# [Required work]
Copy each line below containing "freadMainArgs".

# [Provided data]
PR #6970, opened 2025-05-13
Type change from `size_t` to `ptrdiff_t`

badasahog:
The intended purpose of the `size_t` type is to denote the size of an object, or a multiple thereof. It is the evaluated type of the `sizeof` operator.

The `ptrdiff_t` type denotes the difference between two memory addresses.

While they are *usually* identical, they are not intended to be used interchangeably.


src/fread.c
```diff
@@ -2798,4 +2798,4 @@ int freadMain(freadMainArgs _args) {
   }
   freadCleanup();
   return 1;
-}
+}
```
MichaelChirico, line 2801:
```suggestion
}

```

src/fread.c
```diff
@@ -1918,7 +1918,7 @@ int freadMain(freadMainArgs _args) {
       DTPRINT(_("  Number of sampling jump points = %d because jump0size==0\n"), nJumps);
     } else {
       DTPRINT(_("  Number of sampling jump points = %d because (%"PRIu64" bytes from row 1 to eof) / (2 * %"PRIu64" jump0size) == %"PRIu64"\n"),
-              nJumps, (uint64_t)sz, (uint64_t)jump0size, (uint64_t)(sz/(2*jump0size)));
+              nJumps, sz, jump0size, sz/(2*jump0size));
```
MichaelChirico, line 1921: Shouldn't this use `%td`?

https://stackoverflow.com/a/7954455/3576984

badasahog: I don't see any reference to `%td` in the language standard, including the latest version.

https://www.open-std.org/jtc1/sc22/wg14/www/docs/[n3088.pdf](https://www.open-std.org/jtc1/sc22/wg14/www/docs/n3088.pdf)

...

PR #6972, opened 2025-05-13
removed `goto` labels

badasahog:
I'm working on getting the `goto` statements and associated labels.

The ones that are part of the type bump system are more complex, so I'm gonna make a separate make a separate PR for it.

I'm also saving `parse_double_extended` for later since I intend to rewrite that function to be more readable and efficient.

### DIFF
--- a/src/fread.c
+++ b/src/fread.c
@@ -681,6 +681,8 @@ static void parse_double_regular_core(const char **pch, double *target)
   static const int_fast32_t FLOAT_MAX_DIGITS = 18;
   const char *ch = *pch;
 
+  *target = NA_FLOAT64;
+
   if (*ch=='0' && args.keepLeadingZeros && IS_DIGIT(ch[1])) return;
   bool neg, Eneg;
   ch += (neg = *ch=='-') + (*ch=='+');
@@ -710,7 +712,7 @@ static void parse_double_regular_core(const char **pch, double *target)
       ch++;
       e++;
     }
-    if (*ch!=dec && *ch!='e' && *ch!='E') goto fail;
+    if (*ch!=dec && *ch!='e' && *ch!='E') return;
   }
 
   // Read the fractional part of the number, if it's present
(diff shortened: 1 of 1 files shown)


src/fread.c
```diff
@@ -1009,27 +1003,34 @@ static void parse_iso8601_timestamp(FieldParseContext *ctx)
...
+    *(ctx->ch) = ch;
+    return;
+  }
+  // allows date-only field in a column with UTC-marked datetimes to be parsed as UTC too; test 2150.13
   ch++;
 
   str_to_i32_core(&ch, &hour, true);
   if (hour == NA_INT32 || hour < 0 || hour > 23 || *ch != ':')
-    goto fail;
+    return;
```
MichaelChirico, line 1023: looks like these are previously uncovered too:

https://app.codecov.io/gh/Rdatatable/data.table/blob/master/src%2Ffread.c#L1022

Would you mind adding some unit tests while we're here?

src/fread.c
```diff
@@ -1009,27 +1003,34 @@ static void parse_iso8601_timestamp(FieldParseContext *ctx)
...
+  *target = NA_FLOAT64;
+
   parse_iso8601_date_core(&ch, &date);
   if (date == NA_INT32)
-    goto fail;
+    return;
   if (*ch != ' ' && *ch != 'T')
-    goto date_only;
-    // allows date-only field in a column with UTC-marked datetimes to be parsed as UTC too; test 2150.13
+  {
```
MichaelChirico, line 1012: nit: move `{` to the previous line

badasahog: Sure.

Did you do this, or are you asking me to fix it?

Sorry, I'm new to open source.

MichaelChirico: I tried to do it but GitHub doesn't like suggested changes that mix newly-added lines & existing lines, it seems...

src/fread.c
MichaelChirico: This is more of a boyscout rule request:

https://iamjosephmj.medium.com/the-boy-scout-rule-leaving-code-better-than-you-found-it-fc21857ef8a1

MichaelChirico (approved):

* * *

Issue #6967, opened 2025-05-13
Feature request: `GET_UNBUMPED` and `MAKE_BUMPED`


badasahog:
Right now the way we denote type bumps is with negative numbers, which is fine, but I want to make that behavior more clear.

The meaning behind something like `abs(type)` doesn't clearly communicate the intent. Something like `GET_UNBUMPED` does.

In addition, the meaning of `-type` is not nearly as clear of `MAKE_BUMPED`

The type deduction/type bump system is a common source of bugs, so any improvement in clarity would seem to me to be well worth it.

# [Task result]
@@ -2798,4 +2798,4 @@ int freadMain(freadMainArgs _args) {
@@ -1918,7 +1918,7 @@ int freadMain(freadMainArgs _args) {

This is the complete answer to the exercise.